Kalau kamu masuk jurusan ini, siap-siap deh buat belajar banyak hal seru dan menantang! Nggak cuma menggambar atau membuat sketsa, tapi juga mempelajari aspek teknis, ergonomi, bahkan manajemen proyek.

Beberapa mata kuliah yang biasanya ada di jurusan desain interior antara lain:

  • Dasar Desain dan Komposisi Visual — belajar tentang proporsi, warna, dan bentuk.

  • Teknik Menggambar dan Rendering — mulai dari manual sampai digital menggunakan software seperti AutoCAD, SketchUp, dan Revit.

  • Psikologi Ruang — gimana suasana ruang bisa memengaruhi perasaan manusia.

  • Material dan Konstruksi Interior — supaya kamu tahu bahan mana yang cocok buat fungsi tertentu.

  • Pencahayaan dan Akustik — biar ruangan bukan cuma indah tapi juga nyaman.

Menurut penelitian dari University of Technology Sydney (Nguyen, 2021), kemampuan multidisipliner seperti pemahaman ergonomi dan teknologi digital menjadi penentu utama keberhasilan mahasiswa desain interior di dunia kerja.
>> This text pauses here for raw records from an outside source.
PR #1174, opened 2023-11-13
cli, core, ui: add `npx scrypted shell` and support interactive/noninteractive shells

bjia56:
This is a reimplementation of #1153, but following the new design paradigm of using connectRPCObject and buffering data.

~~Unfortunately, I'm not able to get non-interactive shell working for the current setup - testing `echo date | node ./dist/packages/cli/src/main.js shell localhost:10443` closes the connection immediately without any output. Probably needs a change to core plugin to keep the connection half-open if one generator ends before the other, but that's a bit tricky to do since it's unclear when to terminate the child process. In my opinion, that part can wait for later as an enhancement, since interactive shell is going to be the main use case.~~
^ noninteractive use has been implemented in 30db66d2d353dce6b0817bd94c1c5575b5cd090a

### DIFF
--- a/packages/cli/src/main.ts
+++ b/packages/cli/src/main.ts
@@ -263,7 +263,6 @@ async function main() {
                     process.stdin.resume();
             }
         });
-        process.stdin.end(() => queue.end());
 
         async function* generator() {
             try {
@@ -276,12 +275,19 @@ async function main() {
                         // groups of buffer data, but allow string control messages
                         // to be sent without any batching
                         for (let i = 0; i < buffers.length; ++i) {
-                            if (!Buffer.isBuffer(buffers[i]) && i != buffersStart) {
-                                yield Buffer.concat(buffers.slice(buffersStart, i) as Buffer[]);
+                            if (!Buffer.isBuffer(buffers[i])) {
+                                if (i != buffersStart) {
+                                    yield Buffer.concat(buffers.slice(buffersStart, i) as Buffer[]);
+                                }
+                                buffersStart = i + 1;
+                                yield buffers[i];
                             }
-                            buffersStart = i + 1;
-                            yield buffers[i];
                         }
+
+                        if (buffersStart != buffers.length) {
+                            yield Buffer.concat(buffers.slice(buffersStart, buffers.length) as Buffer[]);
+                        }
+
                         continue;
                     }
 
--- a/packages/cli/src/main.ts
+++ b/packages/cli/src/main.ts
@@ -11,7 +11,7 @@ import { connectScryptedClient } from '@scrypted/client';
 import { ScryptedMimeTypes, FFmpegInput, DeviceProvider, StreamService } from '@scrypted/types';
 import semver from 'semver';
 import child_process from 'child_process';
-import { createAsyncQueue } from '../../../common/src/async-queue';
+import { connectShell } from './shell';
 
 const httpsAgent = new https.Agent({
     rejectUnauthorized: false,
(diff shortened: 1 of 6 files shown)


packages/cli/src/main.ts
```diff
@@ -220,6 +221,104 @@ async function main() {
 
         console.log('install successful. id:', response.data.id);
     }
+    else if (process.argv[2] === 'shell') {
```
koush, line 224: Should split this out into a separate file

packages/cli/src/main.ts
```diff
@@ -220,6 +221,104 @@ async function main() {
...
+        });
+
+        async function* generator() {
+            try {
+                while (true) {
+                    const buffers = queue.clear();
+                    if (buffers.length) {
+                        let buffersStart = 0;
+
+                        // this wonky loop-concat-yield is to batch together
```
koush, line 276: This could be simplified significantly with 2 queues. Control messages put the message in the control queue and an empty buffer in the buffer queue. Clear control message queue first, send that if a message exists.

koush:
Something seems off if the cp is immediately exiting. Queue end should be called after all data has been flushed. Seems it’s called prematurely. Let me check pty events.

packages/cli/src/main.ts
```diff
@@ -220,6 +221,104 @@ async function main() {
...
+            for await (const message of await termSvcDirect.connectStream(generator())) {
+                if (!message) {
+                    process.exit();
+                }
+                process.stdout.write(new Uint8Array(Buffer.from(message)));
+            }
+        } catch {
+            // ignore
+        } finally {
+            process.exit();
```
koush, line 319: I think this exit is causing the premature exit. Should probably exit only when the remote generator ends.

bjia56: Removing this didn't quite help. I need to send additional data to the remote since the remote shell should behave differently for noninteractive use.

packages/cli/src/shell.ts
```diff
@@ -0,0 +1,90 @@
...
+                            yield concat;
+                        }
+                    }
+                    yield JSON.stringify(ctrl);
+                }
+                continue;
+            }
+
+            const dataBuffers = dataQueue.clear();
+            const concat = Buffer.concat(dataBuffers);
```
koush, line 59: feels like a race or spin condition here as this doesn't mirror the other code. should be something like:

```ts
const dataBuffers = dataQueue.clear();
if (dataBuffers.length === 0) {
  const buf = await dataQueue.dequeue();
   if (buf.length)
       yield buf;
  continue;
}

const concat = Buffer.concat(dataBuffers);
if (concat.length)
  yield concat;
```

packages/cli/src/shell.ts
```diff
@@ -0,0 +1,90 @@
...
+    });
+
+    async function* generator() {
+        while (true) {
+            const ctrlBuffers = ctrlQueue.clear();
+            if (ctrlBuffers.length) {
+                for (const ctrl of ctrlBuffers) {
+                    if (ctrl.eof) {
+                        // flush the buffer before sending eof
+                        const dataBuffers = dataQueue.clear();
```
koush, line 47: Oh, I hadn't considered the message ordering mattering between data and control. was this added for non-pty pipe handling?

bjia56: Yeah since the ctrl messages take priority, we should check that any data in the buffer should be flushed for EOF case, since otherwise it will not get processed in the remote after the EOF message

Apakah Desain Interior Sama dengan Arsitektur?

Pertanyaan ini sering banget muncul! Sekilas memang mirip karena keduanya berkaitan dengan ruang. Tapi bedanya ada pada fokus dan skala kerja.

  • Arsitektur berfokus pada struktur bangunan dari luar hingga sistem konstruksinya.

  • Desain interior, di sisi lain, fokus pada ruang dalam dan bagaimana manusia berinteraksi di dalamnya.

Kalau arsitek ibaratnya merancang rangka tubuh, desainer interior bertugas “mendandani” dan memastikan tubuh itu terasa hidup, nyaman, dan bernyawa.
Menurut American Society of Interior Designers (ASID, 2020), kolaborasi antara arsitek dan desainer interior justru penting untuk menghasilkan ruang yang ideal — baik secara fungsional maupun emosional.


Skill Apa yang Dibutuhkan untuk Jadi Desainer Interior?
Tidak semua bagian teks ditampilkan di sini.